As this example shows, the closer the points lie to a straight line, the higher the correlation. Regression finds the straight line that comes as close to the points as possible, so it should not be surprising that correlation and regression are related. One of the ways the "goodness of fit" of a regression line can be measured is by R2. For the simple two-variable case, R2 is simply the correlation coefficient, r, squared.

Figure 8.3 Plot of initial population
 

Correlation does not tell us anything about how steep or flat the regression line is, though it does tell us if the slope is positive or negative. If we took the initial population shown in Figure 8.3 Plot of initial population, and stretched it both left and right horizontally so that each point's x-value changed, but its y-value stayed the same, \sigma _{x} would grow while \sigma _{y} stayed the same.

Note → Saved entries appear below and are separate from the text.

Issue #1040, opened 2014-01-08
`--save` by default


sindresorhus:
Since most people would want to save a dependency to bower.json when doing `bower install <package>` I suggest we make `--save` the default and introduce a `--no-save` flag. The default will only have an effect if there is a bower.json.

tannerhodges:
:+1:

legshooter:
:+1:

automatix:
+1 for `save-by-default`/`save-dev-by-default` (`true`|`false`, default = `false`) and `--no-save`/`--no-save-dev`.

vedmant:
:+1:  I'm for this feature! Often forget to add --save, mostly I install package and want to save it to bower.json.

fewspider:
👍

svengt:
I would suggest to make this configurable like npm does.
```
$ npm config set save=true
$ npm config set save-exact=true
```
http://blog.heroku.com/archives/2015/11/10/node-habits-2016#2-use-a-smart-npmrc

sheerun:
Good idea. I'll accept a PR enabling it for .bowerrc

BenMann:
I feel like https://github.com/bower/bower/pull/2161 is not just a neat solution but also enough to close this issue.
cc: @sheerun agree?

sheerun:
yup :)

PR #2161, opened 2016-01-29
add support for save and save-exact in .bowerrc

blcook223:
Hi all, 

I'm a long-time fan and user or bower, first-time PRer. I am grateful to bower's maintainers, and I'd be glad for any feedback or suggestions.

This PR is in response to issue #1040, specifically comments from @svengt and @sheerun. It adds support for npm-like config setting set in `.bowerrc`. When set to true, the "save" setting causes the install and uninstall commands to act as if the user had specified `--save`. Likewise, when set to true, the "save-exact" setting causes the install command to act as if the user had specified `--save-exact`. So as not to break the API, when set to false or omitted, these commands behave as before.

One small note: [`lib/commands/install.js`](https://github.com/bower/bower/blob/master/lib/commands/install.js#L12) already checked for a "default-save" setting. I'm not sure if this is documented anywhere, but I left it in place in case any users are depending on this.

### DIFF
--- a/lib/core/Project.js
+++ b/lib/core/Project.js
@@ -82,14 +82,14 @@ Project.prototype.install = function (decEndpoints, options, config) {
     })
     .then(function (installed) {
         // Handle save and saveDev options
-        if (that._options.save || that._options.saveDev || that._options.saveExact) {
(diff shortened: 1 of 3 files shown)


sheerun:
Awesome PR, thank you :)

If you pulled equally to the right and to the left, both \mu_{x} and \mu_{y} would stay the same. The covariance would certainly grow since the (x-\mu_{x}) that goes with each point would be larger absolutely while the (y-\mu_{y})'s would stay the same. The equation of the regression line would change, with the slope, b, becoming smaller, but the correlation coefficient would be the same because the points would be just as close to the regression line as before. Once again, notice that correlation tells you how well the line fits the points, but it does not tell you anything about the slope other than if it is positive or negative. If the points are stretched out horizontally, the slope changes but correlation does not. Also notice that though the covariance increases, correlation does not because σx increases causing the denominator in the equation for finding r to increase as much as covariance, the numerator.

The regression line and covariance approaches to understanding correlation are obviously related. If the points in the population lie very close to the regression line, the covariance will be large in absolute value since the x's that are far from their mean will be paired with y's which are far from theirs. A positive regression slope means that x and y rise and fall together, which also means that the covariance will be positive. A negative regression slope means that x and y move in opposite directions, which means a negative covariance.